Exact copies of all the entries are needed.

INFORMATION PROVIDED:
::::::

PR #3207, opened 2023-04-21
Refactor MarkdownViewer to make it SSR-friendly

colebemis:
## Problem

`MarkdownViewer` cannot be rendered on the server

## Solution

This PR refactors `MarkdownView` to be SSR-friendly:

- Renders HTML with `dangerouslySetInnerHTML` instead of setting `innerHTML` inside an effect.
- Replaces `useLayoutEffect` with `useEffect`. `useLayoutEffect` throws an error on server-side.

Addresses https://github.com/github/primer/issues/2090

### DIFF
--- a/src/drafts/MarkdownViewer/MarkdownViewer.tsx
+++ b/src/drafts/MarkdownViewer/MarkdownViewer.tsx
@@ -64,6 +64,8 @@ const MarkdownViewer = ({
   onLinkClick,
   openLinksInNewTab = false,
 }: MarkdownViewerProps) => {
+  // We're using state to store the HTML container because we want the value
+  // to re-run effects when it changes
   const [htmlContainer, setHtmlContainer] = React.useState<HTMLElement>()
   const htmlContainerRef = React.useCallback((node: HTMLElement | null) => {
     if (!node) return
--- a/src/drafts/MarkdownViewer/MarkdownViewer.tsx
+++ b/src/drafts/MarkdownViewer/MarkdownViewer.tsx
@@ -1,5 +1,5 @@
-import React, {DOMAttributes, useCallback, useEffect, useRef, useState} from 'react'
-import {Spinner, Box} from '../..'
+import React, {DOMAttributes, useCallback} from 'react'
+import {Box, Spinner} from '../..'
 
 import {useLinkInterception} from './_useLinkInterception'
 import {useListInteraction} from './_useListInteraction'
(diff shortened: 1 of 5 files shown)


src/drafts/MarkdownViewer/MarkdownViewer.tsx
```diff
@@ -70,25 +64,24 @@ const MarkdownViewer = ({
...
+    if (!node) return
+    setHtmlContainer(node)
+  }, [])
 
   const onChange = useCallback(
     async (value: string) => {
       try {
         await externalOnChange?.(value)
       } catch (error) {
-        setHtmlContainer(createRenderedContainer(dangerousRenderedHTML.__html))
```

::::::

RESULT:
PR #3207, opened 2023-04-21
Refactor MarkdownViewer to make it SSR-friendly

colebemis:
## Problem

`MarkdownViewer` cannot be rendered on the server

## Solution

This PR refactors `MarkdownView` to be SSR-friendly:

- Renders HTML with `dangerouslySetInnerHTML` instead of setting `innerHTML` inside an effect.
- Replaces `useLayoutEffect` with `useEffect`. `useLayoutEffect` throws an error on server-side.

Addresses https://github.com/github/primer/issues/2090

### DIFF
--- a/src/drafts/MarkdownViewer/MarkdownViewer.tsx
+++ b/src/drafts/MarkdownViewer/MarkdownViewer.tsx
@@ -64,6 +64,8 @@ const MarkdownViewer = ({
   onLinkClick,
   openLinksInNewTab = false,
 }: MarkdownViewerProps) => {
+  // We're using state to store the HTML container because we want the value
+  // to re-run effects when it changes
   const [htmlContainer, setHtmlContainer] = React.useState<HTMLElement>()
   const htmlContainerRef = React.useCallback((node: HTMLElement | null) => {
     if (!node) return
--- a/src/drafts/MarkdownViewer/MarkdownViewer.tsx
+++ b/src/drafts/MarkdownViewer/MarkdownViewer.tsx
@@ -1,5 +1,5 @@
-import React, {DOMAttributes, useCallback, useEffect, useRef, useState} from 'react'
-import {Spinner, Box} from '../..'
+import React, {DOMAttributes, useCallback} from 'react'
+import {Box, Spinner} from '../..'
 
 import {useLinkInterception} from './_useLinkInterception'
 import {useListInteraction} from './_useListInteraction'
(diff shortened: 1 of 5 files shown)


src/drafts/MarkdownViewer/MarkdownViewer.tsx
```diff
@@ -70,25 +64,24 @@ const MarkdownViewer = ({
...
+    if (!node) return
+    setHtmlContainer(node)
+  }, [])
 
   const onChange = useCallback(
     async (value: string) => {
       try {
         await externalOnChange?.(value)
       } catch (error) {
-        setHtmlContainer(createRenderedContainer(dangerousRenderedHTML.__html))
```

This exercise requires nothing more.